A primeira vizinha, que percebeu algo diferente no movimento matinal rotineiro, bateu na nossa porta.

As casas tinham muros baixos, não existiam grades e durante o dia, deixar portas e janelas abertas não representava nenhum risco.

Pela manhã, depois de preparar o café e mandar os filhos para a escola, as mulheres talvez fossem regar as plantas do jardim e prosear um pouco.

Dona Mariana entrou preocupada. Logo que viu minha mãe, correu à procura de Doutor Canejo, clínico geral, também vizinho e padrinho da minha irmã.

Com a sua maleta preta, cheia de instrumentos prateados, bigode grisalho e ar sério,
estava sempre a postos e atendia seus pacientes em casa.

Lembro bem dele. Louco por pássaros, tinha um viveiro gigante, onde gostava de ficar parado, parecendo um espantalho, enquanto eles iam pousando nos seus braços, ombros, cabeça. Era um espetáculo assistir àquela cena.

Dona Mariana e ele conversaram coisas que não entendi direito, mas vi que era sério.

Febre, repouso, reumatismo…

– O marido ainda demora viajando?

– Quem vai cuidar desses meninos?

A essa altura mais vizinhas já estavam lá em casa.

De repente uma delas nos empurra para o banheiro:

– esses meninos tem que ir pra escola. Enquanto outra na cozinha:

– mas eles não comeram nada ainda…

Pois bem, naqueles dias, minha mãe de cama, a vizinhança tomou conta da gente.

Uma chegava logo cedo, preparava o café da manhã e cuidava que a gente fosse limpinho pra escola.

Doutor Canejo fazia a visita do dia, dava as recomendações médicas e deixava umas balinhas de coco coloridas, tão doces que dava uma dorzinha na mandíbula.

Uma ficava em casa com minha mãe e minha irmã, até que a gente chegasse e outra preparava o almoço.

De noite, dona Adelaide, que era a diretora da escola e tocava piano, chegava trazendo sopa, pães fresquinhos e só saía quando todos estavam devidamente alimentados e acomodados para descansar.

Eu ficava encarregado de dormir no quarto da minha mãe, para pedir ajuda se algo acontecesse.

Não fosse a movimentação incomum dos vizinhos pela casa, mamãe de cama no quarto e a falta dos seus alunos na grande mesa colocada no fundo do terraço, onde dava aulas de reforço (Uma farra nos nos fins de tarde! Foi nessa mesa que aprendi a ler e amar os livros), a vida seguiu seu rumo.
A casa manteve-se em ordem, tivemos todas as refeições e não faltamos sequer um dia de aula.
E o mais importante: não tivemos medo. Ninguém deixou a gente ter medo.

Nós confiávamos naquelas pessoas. E elas estavam ali, tranquilas, discretas, afetuosas, até mesmo mandonas, sabendo do direito de ser autoritárias com as crianças, e que aquilo era cuidado.

Isso era feito como se não fosse peso algum.

À tarde os amigos da rua nos chamavam pra brincar e a gente ia.
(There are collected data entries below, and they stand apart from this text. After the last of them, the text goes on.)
PR #4434, opened 2026-08-17
feat(paints): component icons, and curated artwork onto components

mortik:
Stacked on #4435, which carries the parser change and the parsed tree this reads. **Merge #4435 first** — the loader test here asserts against an icon that only exists in that tree.

## `icon` is a separate attachment

`store_image` on a component is curated — an admin upload, or what the hangar sync brought in — so a load has nowhere to put the export's picture without overwriting somebody's work. `has_one_attached :icon` gives it one: the load owns the icon and only the icon, and can rewrite it on every build.

Paints are the first catalogue where the game ships artwork for a record whose `store_image` is maintained by hand, which is what forced the split. There's a test asserting the loader fills `icon` and leaves `store_image` untouched, and another asserting an item whose manufacturer is a *real* one gets no icon at all.

## `bin/paints` — copying curated artwork the other way

The two sides name a paint differently. The game says `Vanguard Clawed Steel Livery` — base ship, paint, suffix — while a ModelPaint is `Clawed Steel` against a Model whose own name carries the variant, `Vanguard Hoplite`. So the paint name is matched as a suffix and what precedes it has to read as the head of the model.

The ship half is what makes a match unique: `Fortuna` is sold on twenty-six ships, so a paint name alone identifies nothing.

```
bin/paints match-report                    # 645 of 945 matched, the rest listed by name
bin/paints copy-store-images --dry-run     # 643 would copy
bin/paints copy-store-images
```

Two behaviours worth reviewing:

- it never overwrites a component that already has a picture — one that does is curated by definition
- it duplicates the blob rather than attaching the paint's own; sharing one would mean purging a paint takes the component's picture with it, which is exactly what consolidating `model_paints` away would do

## Tests

```
paint_component_matcher_test   7 tests,  7 assertions, 0 failures
items_loader_test              6 tests, 15 assertions, 0 failures   (3 new)
```

The matcher tests cover the variant prefix, preferring the base ship over a variant carrying the same paint, and refusing to match a paint of the right name on the wrong ship.

## Not in this PR

`ModelPaint` has no `component_id`, so nothing is persisted — `bin/paints` matches at call time. A stored link is the natural next step, and the nullable FK doubles as the flag for the paints RSI sells before a build carries them. 🤖


mortik:
@greptile-apps review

Se brincássemos em casa, alguém pedia pra gente não fazer muito barulho.

E tudo correu bem.

Quando meu pai chegou de viagem, minha mãe já se recuperava.
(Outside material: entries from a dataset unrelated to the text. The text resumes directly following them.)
PR #3893, opened 2026-05-09
feat(fleets): the events and calendar UI

mortik:
Final PR of the stack. Stacked on #4449 → #4448 → #4447 → #4446 → #4445 → #4443 — **review those first**; this diff assumes all of them.

This PR used to be the whole mission builder (455 files, +43k). It has been split into seven; what remains here is the events and calendar frontend.

### What's left here

- The events surfaces: list, calendar grid (month/week), detail page, tabbed editor, and the panels for sign-ups, teams, ships and slots
- `VehiclePicker` with ship-match warnings, the slot picker modal, unassigned sign-ups, occurrence overrides
- Fleet settings pages for calendar, Discord and notifications, plus the personal equivalents
- Short links for events, the visual-test page, and the exec-plan docs (~1.8k lines of the diff)

### The stack

| PR | Scope |
|---|---|
| #4443 | the `fleet_mission_builder` flag |
| #4445 | missions: migrations, models, API |
| #4446 | fleet events: model, state machine, sign-ups, recurrence |
| #4447 | calendar feeds + ICS |
| #4448 | notifications + the Discord sync |
| #4449 | the mission builder UI + shared form/tab components |
| **this** | the events and calendar UI |

### How the split was verified

- The three files that had to be divided across #4446/#4447/#4448 — `fleet_events_controller.rb`, `fleet_events/_base.jbuilder` and the `FleetEvent` schema component — reassemble **byte-identically** to this branch's originals.
- The generated OpenAPI spec reaches **237 paths at #4448, exactly this branch's set**, with none missing.
- This branch's tree is **unchanged** by the restructure except in one place: the flag is declared as `fleet_mission_builder` from the start, instead of adding `mission_builder` and renaming it afterwards. That pair of data migrations is gone.

### Verification on this branch

- Ruby suites — 2688 tests, 6350 assertions, 0 failures
- `vitest` — 33 files, 235 tests passed
- `vue-tsc` + `tsc` clean; `bin/generate-schema` reproduces the committed schema with zero drift

🤖

PR #4446, opened 2026-08-18
feat(fleets): fleet events

mortik:
Third of the stack splitting #3893. Stacked on #4445 → #4443 — **review those first.**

Lembro das vizinhas respondendo aos seus agradecimentos:

– Não foi nada!

– Não fiz mais que minha obrigação…

– Qué isso, rapaz! Se fosse comigo ela tinha feito a mesma coisa!

E tinha mesmo.

Naquele tempo, a gente brincava na calçada, doutor Canejo podia ter pássaros no viveiro, eram as mulheres quem tinham de cuidar da casa, privacidade quase não existia, a programação da televisão começava tarde e terminava cedo.
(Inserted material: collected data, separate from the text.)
PR #4449, opened 2026-08-18
feat(fleets): the mission builder UI

mortik:
Sixth of the stack splitting #3893. Stacked on #4448 → #4447 → #4446 → #4445 → #4443. First of the two frontend PRs.

Missions get their own surfaces: a list, a detail page showing the teams and the events spawned from the template, and a tabbed editor for the basics, the description and cover, and the teams with their ships and slots.

### Two commits

1. **`feat(models): filter focus options by classification`** — the ship picker offers focuses for a chosen classification, so the filter endpoint narrows its options the same way the model list does. I'd initially set this aside as an unrelated rider on the branch; `vue-tsc` proved otherwise — `ShipModal` calls `useModelFocusFilters` with a `classification` param, which doesn't exist without it.
2. **`feat(fleets): the mission builder UI`** — the surfaces themselves, plus the shared pieces they introduced: `FormTabs`, `TabNavView`, the `FormInput`/`FormDateTime` additions, `BreadCrumbs`' prev/next stepper, `Timezones`, and the mission category colours in `tailwind.css`. Those shared components are here rather than in the next PR because the events surfaces build on the same ones.

### One judgement call to flag

**Translations for the events surfaces are in this PR too**, unused until the next one. Splitting the i18n trees key by key risked silently missing a dynamic lookup (`t(\`labels.…\${code}\`)`), and no test would have caught it. Shipping the extra keys early is inert; a missing key is a visible bug.

Everything is behind the `fleet_mission_builder` flag from #4443, gated at the nav item and the route wrapper.

### Verification

- `vitest` — 31 files, 223 tests passed
- `vue-tsc` + `tsc` clean, `prettier --check app/frontend` clean, `standardrb` clean
- Ruby suites — 2688 tests, 6350 assertions, 0 failures

🤖


mortik:
@greptile-apps review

Mas a gente não tinha medo de gente.

Todo mundo cuidava de todo mundo e isso era simples e natural.

É claro que prefiro pássaros fora de gaiolas e sei que lugar de mulher é onde ela bem entender.

Gosto de privacidade e de ter TV, Internet, o que for, 24 horas por dia.

Mas será que não dava pra ter também aquela sensação de confiança, de amparo e segurança nas outras pessoas?

Ai que saudades de dona Mariana, de doutor Canejo e de dona Adelaide!